Spatiotemporal coupling and regional differences analysis between agricultural land use efficiency and rural revitalization in the Yellow River Basin.

The swift advancement of urbanization poses considerable obstacles to the sustainable growth of agriculture and the development of rural regions. The Yellow River Basin, a key area for agricultural production and ecological conservation in China, faces critical challenges such as land resource depletion and uneven rural development. A thorough exploration of the interaction and alignment between agricultural land use efficiency and rural revitalization in the Yellow River Basin is important for advancing sustainable agricultural and rural development. Accordingly, this study utilizes panel data from 62 cities in the Yellow River Basin covering 2013 to 2022. Building on a clear understanding of the coupling mechanism between agricultural land use efficiency and rural revitalization, the research employs a comprehensive approach, integrating Malmquist index analysis, the entropy weight-TOPSIS method, a coupling coordination degree model, the Dagum Gini coefficient, and GIS-based spatial analysis to examine the spatial-temporal evolution and regional disparities in their coupling coordination.
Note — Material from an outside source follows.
PR #140, opened 2023-12-06
Fixing E2E Tests

luthermonson:
Core changes to get these running again and we should pass linting again. To get these running you can boot an LKE cluster and edit the image in the stateful/daemon set for the csi-driver to be an image you build/push to your own image repo. More updates coming to automate that a bit more.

The study revealed the following findings: (1) The coupling coordination level between agricultural land use efficiency and rural revitalization in the Yellow River Basin has remained at a "grudging coordination" stage and exhibits an unstable development trend. The fluctuating characteristics of Moran's I value and the misalignment between the policy framework and its objectives are potential causes of this phenomenon. (2) The cities in the Yellow River Basin are spatially interdependent. The core city radiates resources and economic vitality, driving the development of neighboring cities at the coupling coordination level, while the resource siphon effect remains relatively small. (3) Interregional differences between the upper and middle reaches are the primary sources of variation in the coupling coordination level within the basin. The upstream region has significantly contributed to the reduction in the overall Gini coefficient, leveraging its "late-mover advantage." In this regard, we put forward suggestions such as transforming the primitive development mode, adhering to the concept of integrated basin development, and emphasizing regionally differentiated policies to provide inspiration for achieving coupling coordination between the two.